Use encoder of other agents models in agent forward

How severe does this issue affect your experience of using Ray?

  • High: It blocks me to complete my task.

Hello,

I am working on a multi-agent setting and I want to develop a custom model such that the forward of each agent uses a piece of the other agent models.

In my case, each agent (model) takes an input of a different size and shape. Therefore, I want each model to have a first FC block that encodes the input into a fixed-size vector. Then, I want the model of agent i to take as input the encoding of agent i and the encoding of some other agents (e.g. its neighbors).

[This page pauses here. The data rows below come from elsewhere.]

PR #689, opened 2025-08-16
document scroll prompts

scbroede:
ie. these arrows you see in certain underground menus:
image

ran into a bug in nitrogfx while unpacking the narc for these and fixed it, hence the update to it


res/graphics/scroll_prompts/meson.build
```diff
@@ -0,0 +1,35 @@
+scroll_prompts_png = files('scroll_prompts.png')
+scroll_prompts_ncgr = ncgr_gen.process(scroll_prompts_png,
+    extra_args: [ '-version101', '-clobbersize', '-cell', files('scroll_prompts_cell.json')[0].full_path(), ],
```
scbroede: was there a better way to pass in this file as an argument?

h2o-DS: I think `'@BASENAME@_cell.json'` would have also worked and been more general. The problem is I do not believe that adds it explicitly as input for the meson generation.

scbroede: that gives me `Failed to open "@BASENAME@_cell.json" for reading.`

lhearachel: Template strings only work in the generator definition: https://mesonbuild.com/Reference-manual_functions.html#generator

h2o-DS: Oh, right. You would need to define a new generator such as:
```
ncgr_cell_gen = generator(nitrogfx_exe,
    arguments: [ '@INPUT@', '@OUTPUT@', '-cell', '@BASENAME@_cell.json', '@EXTRA_ARGS@', ],
    output: '@BASENAME@.NCGR',
)
```
This is what I meant about it being kinda awkward in meson.

scbroede: that gets the filename right but still gives me `Failed to open "scroll_prompts_cell.json" for reading.`. i think it needs the full path for whatever reason

h2o-DS: I could have sworn I tested that at one point...
I would leave it for now since your use case is only a single file. I will let you know what I come up with. Does this image need the cell?

scbroede: it also comes out fine with `-width 2`. is that preferred over using cells?

h2o-DS: If it is the same I would go with `width` because it reduces the dependencies on input. If they are identical cell wouldn't even do anything

src/scroll_prompts.c
```diff
@@ -0,0 +1,109 @@
...
+ScrollPrompts *ScrollPrompts_New(enum HeapId heapID)
+{
+    SpriteResourceCapacities capacities = {
+        .asStruct = {
+            .charCapacity = 1,
+            .plttCapacity = 1,
+            .cellCapacity = 1,
+            .animCapacity = 1,
+            .mcellCapacity = 0,
+            .manimCapacity = 0 }
```
lhearachel: **polish**: Add a trailing-comma to enforce better formatting.

lhearachel (approved):
Looks good, just one minor polish fix for formatting.

src/scroll_prompts.c
scbroede: done

lhearachel (approved):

This requires that in the forward pass for agent i I have access to the encoder of the other agents, and the rollout and training steps to still work. How can I achieve this?

Example of how I would implement it:


    def forward(self, input_dict, state, seq_lens):  
        agent_obs = input_dict['obs']['agent']
        agent_encoding = self.encoder(agent_obs)
        # Generate encodings for neighbor observations using their encoder model
        neighbor_encodings = []
        for neighbor in input_dict['obs']['neighbors']:
            encoder = get_encoder_for(neighbor)  # Get the encoder of the neighbor agent model
            neighbor_obs = input_dict['obs']['neighbors'][neighbor]
            neighbor_encodings.append(encoder(neighbor_obs))
        neighbors_encoding = aggregate(neighbor_encodings)  # e.g. sum, avg, max
        z = concat(agent_encoding, neighbors_encoding)
        # Use z to compute action, values, etc
2 Likes

Hi Federico! :wave:t3:

Welcome to the Ray community! Would you like to ask your question in RLlib Office Hours? It sounds like a good topic!

:writing_hand:t3: Just add discuss link to your question to this doc: RLlib Office Hours - Google Docs

Thanks! Hope to see you there!

1 Like

are these encoding layers trainable??
what does it do during backward pass if you use some other models’ encoding layer in the forward pass?
in other words, if an agent has 3 neighboring nodes, it will get encoded 3 times, and shows up 3 times in some other agents’ obs vectors, does this encoder gets trained 3 times during the backward pass?

It seems like you are trying to do GraphNN training, in which case, should you consider using things like pytorch geometric to train the model?

Yes, I want to do something similar to a GNN but simpler for now. But I have the issue that each agent has a different observation space and I, therefore, need a different encoder for each.